Largely from Candice Hern’s website here, just a list of a few terms I used in my story.
Almack’s : Assembly rooms in London, where balls were held every Wednesday during the Season. Patronesses of Almack’s determined who could come in and who could not. Anyone in trade, even aristocrats associated with trade, were not admitted.
Bath: A city in the southwest of England, located 13 miles southeast of Bristol, Bath is known for its natural hot springs. Very fashionable in the Regency era (Jane Austen lived there for a time).
bluestocking: A woman with unfashionably intellectual and literary tastes.
Bow Street Runner: Established in the 18th century, the Runners worked under the magistrate of Bow Street in London and were the first London police force. The Runners were detectives who pursued felons and cases across the country.

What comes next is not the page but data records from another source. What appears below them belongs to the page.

PR #2214, opened 2026-06-24
Fail commands whose wait-list dependency is already failed

bricevideau-ai:
[pocl-failed-dep-repro.zip](https://github.com/user-attachments/files/29291305/pocl-failed-dep-repro.zip)
## Problem

A command whose wait-list dependency is **already in a failed (negative) status** at the moment its event-sync edge is wired runs anyway, on memory the terminated dependency already released. On the CPU (pthread) device this manifests as a SIGSEGV in a worker thread:

```
__memcpy_evex_unaligned_erms
pocl_exec_command            (libpocl)
pocl_pthread_driver_thread   (libpocl-devices-pthread)
```

It can also silently *succeed*, having run on terminated data. Per the OpenCL spec (§5.10, `clSetUserEventStatus` / event execution status), completing an event with a negative value terminates it, and commands waiting on it must themselves be terminated with the error propagated — they must **not** execute.

## Root cause

`pocl_create_event_sync` treated an already-**failed** notifier identically to a **completed** one — skipping creation of the `wait_list` edge in both cases:

```c
if (notifier_event->status < 0 || notifier_event->status == CL_COMPLETE)
    goto FINISH;   /* "it can start right away" */
```

That is correct for `CL_COMPLETE`, but wrong for a negative status: with no edge, the waiter ends up with an empty `wait_list`, `pocl_command_is_ready()` returns true, and the device submit path runs the command. pocl already handles a dependency that fails *after* the edge exists (via `pocl_broadcast` → `device->ops->notify` → `pocl_update_event_failed`); only the *already-failed-at-wiring-time* case bypassed it.

## Fix

The waiter cannot be failed inline in `pocl_create_event_sync` (it runs under the command-queue lock held across the `create_event_sync` calls in `pocl_command_enqueue`; `pocl_update_event_failed` re-locks the same cq → deadlock). So the failure is **recorded and acted on later**, mirroring how pocl already defers failure propagation:

- Add `cl_event::broken_dependency`, initialized to 0 in `pocl_create_event` (events recycled from the mem-manager free list aren't memset, so the reset is explicit).
- Split the condition in `pocl_create_event_sync`: `CL_COMPLETE` keeps the safe skip; `status < 0` sets `waiting_event->broken_dependency = 1` (under the event lock) and skips the edge.
- `pocl_broadcast` also sets `broken_dependency` on the target when the notifier finishes failed, closing the window where a command becomes ready via a *different* completed dependency while a concurrent failed-dependency broadcast is mid-flight.
- The **pthread** and **basic** device submit/notify paths honor the flag before pushing a ready command, failing it via `pocl_update_event_failed` with the same unlock/fail(/relock) dance the existing failed-finished notify branch uses. A `pocl_command_honor_broken_dependency()` helper encapsulates the submit-path dance.

## Validation

Reproduced with a minimal concurrent reproducer (a host-callback graph that aborts its downstream by completing a wait-list user event negative), built against this same source with and without the fix:

| | abort path ×60 | success control |
|---|---|---|
| **before** (clean main) | 35 pass / 19 ran-on-garbage / **6 SIGSEGV** | — |
| **after** (this PR) | **60 pass** / 0 fail / 0 crash | 10/10 |

After the fix the downstream command aborts cleanly with `-14` (`CL_EXEC_STATUS_ERROR_FOR_EVENTS_IN_WAIT_LIST`) instead of crashing or running on terminated data; the success path still completes normally.

**Full pocl test suite: 311/311 passed (12 skipped), no regressions.**

### DIFF
--- a/lib/CL/devices/basic/basic.c
+++ b/lib/CL/devices/basic/basic.c
@@ -543,6 +543,19 @@ pocl_basic_submit (_cl_command_node *node, cl_command_queue cq)
     }
 
   node->state = POCL_COMMAND_READY;
+
+  /* If a wait-list dependency has failed, this command must not run: fail it via
+   * the error cascade. There is no point waiting for it to become otherwise
+   * ready first. pocl_update_event_failed takes the cq + event locks itself, so
+   * unlock the event we hold and return without unlocking again. */
+  if (node->sync.event.event->failed_dependency)
+    {
+      POCL_UNLOCK_OBJ (node->sync.event.event);
+      pocl_update_event_failed (CL_FAILED, NULL, 0, node->sync.event.event,
+                                NULL);
+      return;
+    }
+
   POCL_LOCK (d->cq_lock);
   pocl_command_push(node, &d->ready_list, &d->command_list);
 
@@ -580,7 +593,10 @@ pocl_basic_notify (cl_device_id device, cl_event event, cl_event finished)
   pocl_basic_data_t *d = (pocl_basic_data_t *)device->data;
   _cl_command_node * volatile node = event->command;
 
-  if (finished->status < CL_COMPLETE)
+  /* Fail the command if the notifier finished failed, or if any wait-list
+   * dependency has already failed (recorded on the event). In either case the
+   * command MUST NOT execute, so there is no point checking readiness first. */
+  if (finished->status < CL_COMPLETE || event->failed_dependency)
     {
       /* Unlock the finished event in order to prevent a lock order violation
        * with the command queue that will be locked during
--- a/lib/CL/devices/common.c
+++ b/lib/CL/devices/common.c
@@ -871,6 +871,20 @@ pocl_broadcast (cl_event brc_event)
             }
         }
 
+      /* If the notifier finished in a failed (negative) status, the target
+       * command must NOT run: per the OpenCL spec a command whose wait-list
+       * event has a negative status must be terminated with the error cascade.
+       * The device notify call below fails the target directly when it is in a
+       * failable state. But the target may transiently be in another state
+       * (e.g. a concurrent broadcast for a *different*, completed dependency is
+       * mid-flight and about to submit/push it), so also record the failed
+       * dependency on the target; the device submit/notify paths check the flag
+       * and fail the command rather than execute it on freed/aborted memory.
+       * We hold the target's event lock here, so this is safe against those
+       * readers. */
+      if (brc_event->status < 0)
+        target->event->failed_dependency = 1;
+
       if ((target->event->status == CL_SUBMITTED)
           || (target->event->status == CL_QUEUED))
         {
--- a/lib/CL/devices/pthread/pthread.c
+++ b/lib/CL/devices/pthread/pthread.c
@@ -216,6 +216,17 @@ void
 pocl_pthread_submit (_cl_command_node *node, cl_command_queue cq)
 {
   node->state = POCL_COMMAND_READY;
+  /* If a wait-list dependency has failed, this command must not run: fail it via
+   * the error cascade. There is no point waiting for it to become otherwise
+   * ready first. pocl_update_event_failed takes the cq + event locks itself, so
+   * unlock the event we hold and return without unlocking again. */
+  if (node->sync.event.event->failed_dependency)
+    {
+      POCL_UNLOCK_OBJ (node->sync.event.event);
+      pocl_update_event_failed (CL_FAILED, NULL, 0, node->sync.event.event,
+                                NULL);
+      return;
+    }
   if (pocl_command_is_ready (node->sync.event.event))
     {
       pocl_update_event_submitted (node->sync.event.event);
@@ -256,7 +267,10 @@ pocl_pthread_notify (cl_device_id device, cl_event event, cl_event finished)
 {
   _cl_command_node *node = event->command;
 
-  if (finished->status < CL_COMPLETE)
+  /* Fail the command if the notifier finished failed, or if any wait-list
+   * dependency has already failed (recorded on the event). In either case the
+   * command MUST NOT execute, so there is no point checking readiness first. */
+  if (finished->status < CL_COMPLETE || event->failed_dependency)
     {
       /* Unlock the finished event in order to prevent a lock order violation
        * with the command queue that will be locked during
--- a/lib/CL/pocl_cl.h
+++ b/lib/CL/pocl_cl.h
@@ -2137,6 +2137,28 @@ struct _cl_event {
 
   /* The execution status of the command this event is monitoring. */
   cl_int status;
+
+  /* Set to 1 when one of this command's wait-list dependencies has failed
+   * (finished with a negative status) and therefore this command must not run
+   * but must instead be terminated with the error cascade (OpenCL spec: a
+   * command whose wait-list event has a negative status is terminated and the
+   * error propagated). It is set in two situations the normal
+   * broadcast -> notify failure path cannot cover on its own:
+   *   - In pocl_create_event_sync, when the dependency is ALREADY failed at the
+   *     moment the sync edge would be wired. No edge is created (the notifier
+   *     has already broadcast and will not do so again), so without this flag
+   *     the waiter would be left ready with an empty wait_list and run.
+   *   - In pocl_broadcast, when a dependency finishes failed but the target is
+   *     transiently not in a failable state (e.g. a concurrent broadcast for a
+   *     different, completed dependency is mid-flight), so the immediate notify
+   *     cannot fail it.
+   * The device submit and notify paths check this flag and fail the command via
+   * pocl_update_event_failed. The flag (rather than an inline fail at the set
+   * sites) is required because both set sites hold locks (the command-queue lock
+   * in pocl_create_event_sync, the event lock in pocl_broadcast) under which
+   * failing the event inline would deadlock. */
+  cl_int failed_dependency;
+
   /* implicit event = an event for pocl's internal use, not visible to user */
   char implicit_event;
 
--- a/lib/CL/devices/cuda/pocl-cuda.c
+++ b/lib/CL/devices/cuda/pocl-cuda.c
@@ -2249,6 +2249,15 @@ pocl_cuda_submit_node (_cl_command_node *node, cl_command_queue cq, int locked)
   cl_device_id dev = node->device;
   _cl_command_t *cmd = &node->command;
 
+  /* If a wait-list dependency has already failed, this command must not run:
+   * skip issuing any device work for it (its inputs may have been aborted), but
+   * still record the end event below so pocl_cuda_finalize_command can sync and
+   * clean up on valid CUDA handles. finalize_command honors failed_dependency
+   * and terminates the command via the error cascade. Unlike the other drivers
+   * CUDA does not call pocl_update_event_failed from submit: its finalize path
+   * already drives the failure, and bailing out here would leave the end event
+   * unrecorded (finalize would cuEventSynchronize on a garbage handle). */
+  if (!event->failed_dependency)
   switch (node->type)
     {
     case CL_COMMAND_READ_BUFFER:
@@ -2534,8 +2543,14 @@ pocl_cuda_finalize_command (cl_device_id device, cl_event event)
 
   /* Handle failed events */
 
+  /* Read the failed-dependency flag before pocl_update_event_running, which
+   * transitions the event to CL_RUNNING and so would mask a status that
+   * pocl_cuda_notify set to a negative value. A failed dependency means the
+   * command was not issued (see pocl_cuda_submit_node) and must be terminated. */
+  int failed_dependency = event->failed_dependency;
+
   pocl_update_event_running (event);
-  if (event->status < 0)
+  if (event->status < 0 || failed_dependency)
     POCL_UPDATE_EVENT_FAILED_MSG (CL_FAILED, event, "CUDA event failed");
   else
     POCL_UPDATE_EVENT_COMPLETE_MSG (event, "CUDA event");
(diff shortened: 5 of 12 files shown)


lib/CL/pocl_util.h
```diff
@@ -209,6 +209,41 @@ pocl_command_is_ready(cl_event event)
   return event->wait_list == NULL;
 }
 
+POCL_EXPORT void
+pocl_update_event_failed (cl_int status,
+                          const char *func,
+                          unsigned line,
+                          cl_event event,
+                          const char *msg);
+
```
jansol: This is redundant, the function is already declared in the same file.

lib/CL/devices/pthread/pthread.c
```diff
@@ -282,6 +288,19 @@ pocl_pthread_notify (cl_device_id device, cl_event event, cl_event finished)
 
   if (pocl_command_is_ready (node->sync.event.event))
     {
+      /* The command may have become ready while still carrying a broken
+       * (already-failed at wiring time) dependency recorded on another wait
+       * edge. Fail it instead of running it. pocl_broadcast calls us with both
+       * 'event' and 'finished' locked and expects them locked on return, so
+       * replicate the unlock/fail/relock dance used for the failed-finished
+       * case above. */
+      if (event->broken_dependency)
```
jansol: If we already know that a command MUST NOT execute, there is no point in waiting for it to become otherwise ready. I'd move this check up as part of the  `finished->status < CL_COMPLETE` clause and skip the readiness check.

lib/CL/devices/basic/basic.c
```diff
@@ -543,6 +543,15 @@ pocl_basic_submit (_cl_command_node *node, cl_command_queue cq)
     }
 
   node->state = POCL_COMMAND_READY;
+
+  /* A dependency that was already failed when its sync edge was wired up leaves
+   * the command ready with no wait_list. Fail it instead of running it on
+   * potentially freed/aborted memory. The helper unlocks and fails the event,
+   * so return immediately without unlocking again. */
+  if (pocl_command_is_ready (node->sync.event.event)
+      && pocl_command_honor_broken_dependency (node->sync.event.event))
```
jansol: If we already know that a command MUST NOT execute, there is no point in waiting for it to become otherwise ready before failing it.

lib/CL/pocl_cl.h
```diff
@@ -2137,6 +2137,17 @@ struct _cl_event {
...
+
+  /* Set to 1 if, at the time a sync edge to a dependency was being wired up,
+   * that dependency was already in a failed (negative) status. In that case no
+   * sync edge is created (the notifier will not broadcast again), so the
+   * failure cannot propagate through the normal pocl_broadcast -> notify path.
+   * The device submit path must check this flag and fail the command via the
+   * error cascade instead of running it. This deferral is required because the
+   * flag is set under the command-queue lock (in pocl_create_event_sync) where
+   * failing the event inline would deadlock. */
+  cl_int broken_dependency;
```
jansol: `failed_dependency` seems like a more descriptive name, the dependency was still a valid event even if it was marked as failed.

lib/CL/devices/pthread/pthread.c
```diff
@@ -218,6 +218,12 @@ pocl_pthread_submit (_cl_command_node *node, cl_command_queue cq)
   node->state = POCL_COMMAND_READY;
   if (pocl_command_is_ready (node->sync.event.event))
     {
+      /* A dependency that was already failed when its sync edge was wired up
+       * leaves the command ready with no wait_list. Fail it instead of running
+       * it on potentially freed/aborted memory. The helper unlocks and fails
+       * the event, so return immediately without unlocking again. */
+      if (pocl_command_honor_broken_dependency (node->sync.event.event))
```
jansol: No need to wait for the command to become ready here either.

lib/CL/devices/basic/basic.c
```diff
@@ -605,6 +614,19 @@ pocl_basic_notify (cl_device_id device, cl_event event, cl_event finished)
 
   if (pocl_command_is_ready (event))
     {
+      /* The command may have become ready while still carrying a broken
+       * (already-failed at wiring time) dependency recorded on another wait
+       * edge. Fail it instead of running it. pocl_broadcast calls us with both
+       * 'event' and 'finished' locked and expects them locked on return, so
+       * replicate the unlock/fail/relock dance used for the failed-finished
+       * case above. */
+      if (event->broken_dependency)
```
jansol: If we already know that a command MUST NOT execute, there is no point in waiting for it to become otherwise ready. I'd move this check up as part of the `finished->status < CL_COMPLETE` clause and skip the readiness check.

lib/CL/pocl_cl.h
```diff
@@ -2137,6 +2137,17 @@ struct _cl_event {
...
   cl_int status;
+
+  /* Set to 1 if, at the time a sync edge to a dependency was being wired up,
+   * that dependency was already in a failed (negative) status. In that case no
+   * sync edge is created (the notifier will not broadcast again), so the
+   * failure cannot propagate through the normal pocl_broadcast -> notify path.
+   * The device submit path must check this flag and fail the command via the
+   * error cascade instead of running it. This deferral is required because the
+   * flag is set under the command-queue lock (in pocl_create_event_sync) where
+   * failing the event inline would deadlock. */
```
jansol: This comment does not match how the variable is actually used.

lib/CL/devices/common.c
```diff
@@ -871,6 +871,20 @@ pocl_broadcast (cl_event brc_event)
...
+       * command must NOT run: per the OpenCL spec a command whose wait-list
+       * event has a negative status must be terminated with the error cascade.
+       * The device notify callback fails the target when it is in a failable
+       * state (QUEUED/SUBMITTED). However, the target may transiently be in
+       * another state (e.g. a concurrent broadcast for a *different*, completed
+       * dependency is mid-flight and about to push it), so record the broken
+       * dependency on the target as well. Every device submit / ready check
+       * honors this flag and fails the command instead of executing it on
+       * potentially freed/aborted memory. We are holding the target's event
+       * lock here, so this is safe against the submit/notify readers. */
```
jansol: This contradicts the comment in pocl_cl.h

jansol (changes requested):

lib/CL/pocl_util.h
bricevideau-ai: Good catch — fixed. The forward declaration was only there because the helper I had added below it called pocl_update_event_failed; since I removed that helper (see the related comments), the redundant declaration is gone too.

lib/CL/devices/pthread/pthread.c
bricevideau-ai: Done. The notify-path check is now folded into the existing `if (finished->status < CL_COMPLETE || event->failed_dependency)` failure clause, before the readiness check, and shares that branch's unlock/fail/relock dance. Note the `|| event->failed_dependency` is load-bearing: pocl_broadcast can set the flag for a notifier that itself finished *completed* (the concurrent-broadcast-of-a-different-dep window), so the flag has to be OR'd into the failure condition rather than nested under the negative-status branch.

lib/CL/devices/basic/basic.c
bricevideau-ai: Done — the basic submit path now fails on the flag unconditionally, with no readiness check first.

lib/CL/pocl_cl.h
bricevideau-ai: Agreed, renamed to `failed_dependency` throughout — it reads better and is accurate (the dependency was a valid event that failed).

lib/CL/devices/pthread/pthread.c
bricevideau-ai: Done. The submit path now checks the flag and fails the command unconditionally (no `pocl_command_is_ready` guard around it), and I removed the `pocl_command_honor_broken_dependency` helper — the unlock/fail/return is now inline in both submit paths, which is short enough that the helper was just indirection.

lib/CL/devices/basic/basic.c
bricevideau-ai: Done, same as the pthread notify path: folded into the `finished->status < CL_COMPLETE || event->failed_dependency` clause ahead of the readiness check.

lib/CL/pocl_cl.h
bricevideau-ai: Rewritten. The comment now describes both set sites (already-failed-at-wiring in pocl_create_event_sync, and the concurrent-broadcast window in pocl_broadcast) and both check sites (device submit + notify), and explains why a flag is used rather than an inline fail (both set sites hold a lock under which pocl_update_event_failed would re-lock and deadlock).

lib/CL/devices/common.c
bricevideau-ai: Fixed — reworded the pocl_broadcast comment to be consistent with the (now corrected) pocl_cl.h comment. Both now describe the same two-set-sites / two-check-sites model rather than the earlier mismatched wording.

bricevideau-ai:
Thanks for the thorough review @jansol — all of it was on point. Pushed a revision (force-update, single commit) that addresses every comment:

- **Renamed** \`broken_dependency\` → \`failed_dependency\`.
- **Removed** the redundant forward-declaration of \`pocl_update_event_failed\` and the \`pocl_command_honor_broken_dependency\` helper — the unlock/fail/return is now inline in both submit paths.
- **Submit paths** (pthread + basic): check the flag and fail unconditionally, no readiness check first.
- **Notify paths** (pthread + basic): folded the flag check into the existing \`finished->status < CL_COMPLETE\` failure clause as \`|| event->failed_dependency\`, ahead of the readiness check, sharing its unlock/fail/relock dance.
- **Comments** in \`pocl_cl.h\` and \`common.c\` rewritten to match actual usage (two set sites, two check sites) and to stop contradicting each other.

One thing worth flagging on the notify change: the \`|| event->failed_dependency\` term is deliberately OR'd into the failure condition rather than nested under \`finished->status < CL_COMPLETE\`. \`pocl_broadcast\` can set the flag on a target whose *current* notifier finished **completed** (the window where a concurrent broadcast for a different, already-failed dependency is mid-flight), so the flag must be honored even when \`finished\` itself is non-negative.

### Validation
Re-ran the concurrent reproducers against a fresh build of this branch:
- \`start_gate\` (isolates the already-failed-at-wiring case): 5/5 clean, downstream aborts with -14.
- \`race_finish\` (failed-dependency cascade): 6/6 clean.
- pocl runtime + event test suites: no regressions.

(The bundled \`failed_dep_gate\` reproducer additionally trips a *separate* pre-existing pocl race — a double-finish of a marker event that depends on both a command event and a user event, \`pocl_util.c:1690\`. That's orthogonal to this PR and I'll open it separately with its own guard; this PR is validated against the reproducers that isolate the failed-dependency path.)

jansol (approved):
Probably fine now

franz:
@bricevideau-ai  could you also update the notify & submit callbacks in other drivers (these: TBB, Vulkan, LevelZero, CUDA, Proxy) the same way as this PR changes pthread callbacks ? The other driver callbacks have quite similar code.

Kerilk:
Claude's working on it, I'll ask if it can add a test, this should be testable.

bricevideau-ai:
I added a regression test for this in a separate commit (`tests/runtime/test_event_failed_dependency.c`): it sets a user event to a failed status and then enqueues a command waiting on it (on an out-of-order queue), asserting the dependent command is terminated with a negative status rather than completing. I verified it **passes with the fix and fails when the fix is reverted** (the already-failed-at-enqueue case completes with status 0 without the guard). It also covers the fail-later/broadcast→notify path as a regression guard. I registered it for the `cuda`/`proxy`/`vulkan`/`level0` label sets so the other drivers exercise it in CI.

@franz — re: replicating the submit/notify guard in the TBB, Vulkan, LevelZero, CUDA, and Proxy drivers: happy to do that. One practical note — my local build only has the host-CPU (pthread/basic) driver enabled, so I cannot compile-test the other five locally; I would be relying on CI to build them. Two options:

1. I push the same submit-path flag check + `|| event->failed_dependency` notify term to all five in this PR, and we lean on CI to validate the builds (and the new test above to validate behavior on whichever of them CI runs).
2. We merge this PR (host-CPU fix + test, already approved) and I do the other drivers as a focused follow-up.

I lean slightly toward (1) since the changes are mechanical and the test is in place, but I am fine either way — let me know your preference. Note that CUDA is a bit different from the others: its `notify` sets `event->status = -1` directly rather than going through the `pocl_update_event_failed` cascade, and its `submit` allocates event data before the readiness gate, so that one needs a slightly adapted version rather than a verbatim copy.

bricevideau-ai:
@franz I went with option 1 and pushed the guard for all five drivers, so it is all in this PR:

- **TBB, Vulkan, Level0, Proxy** — verbatim mirror of the pthread/basic change: `failed_dependency` check in `submit` (fail via `pocl_update_event_failed` and return) and `|| event->failed_dependency` folded into the `notify` failure clause. For Proxy the submit check sits *after* the per-event data is allocated, so the failure cascade (which broadcasts on the event cond) sees valid event data; TBB has no per-event data, and Vulkan/Level0 allocate it at queue time via `update_event`, so for those the check is at the top of `submit` as in pthread/basic.

- **CUDA** — needed a CUDA-native version rather than a copy, because its failure path is different: `notify` sets `event->status = -1` directly instead of calling `pocl_update_event_failed`, and `finalize_command` runs `pocl_update_event_running` (→ `CL_RUNNING`) *before* the `status < 0` check, so a pre-set negative status would be masked. So instead: `pocl_cuda_submit_node` skips the command-issuing `switch` when `failed_dependency` is set (no device work on aborted inputs) but still records the end event, and `finalize_command` reads `failed_dependency` before `update_event_running` and terminates the command on it. The worker always appends the node to the running queue after submit, so finalize runs regardless and is the right place to honor the flag.

I do not build CUDA / TBB / Vulkan / LevelZero / Proxy locally, so I am relying on the CI runners (incl. the CUDA one) plus the new `tests/runtime/test_event_failed_dependency` to validate these. The test is labeled for the `cuda`/`proxy`/`vulkan`/`level0` sets so it runs against each where CI builds it. Will watch the CI result and fix up anything that surfaces.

Bristol: A city in the Southwest of England, built on the Avon River, Bristol was one of the country’s largest ports. In the 18th century, Bristol’s prosperity was built on slave ships and Thomas Clarkson, an abolitionist, went to Bristol to collect information on the slave trade to bring back to Parliament as evidence. In the 19th century, Bristol’s status as the largest port in England was slowly being overtaken by Liverpool.
Courtesy Titles: If a duke, marquess or earl has a son, the son can use one of their father’s lesser titles as their own until they inherit their father’s title. The title isn’t official and it doesn’t give them a seat in the Lords, so it’s called a courtesy title because the heir is a commoner until they inherit the big title. Only the younger sons of dukes and marquesses use “Lord” with their first names, no one else does. So the Duke of Jamaica isn’t also Lord John, he’s Lord Jamaica. But his younger son can be known as Lord Tom LastName. All daughters of dukes, marquesses and earls use Lady with their first names. The younger sons of earls and all children of viscounts and barons use “The Honorable” before their first name as a courtesy title. Confusing? Yeah. Don’t worry. I only went up as far as viscounts.
Debrett’s Peerage:An encyclopedia of the aristocracy, listing titles, estates, family histories. Still exists.
Duke of Slut: Popular in Regency-set romance, the Duke of Slut is a manwhore who has reputedly slept with every woman in the ton, yet miraculously does not have an STD. For some reason, there are hundreds of Dukes running around in the Regency, when in reality, there are usually less than 40 alive at any one time in Britain. The Sunflower solemnly swears not to use dukes at all in her stories, as she’s rather tired of everyone being a duke.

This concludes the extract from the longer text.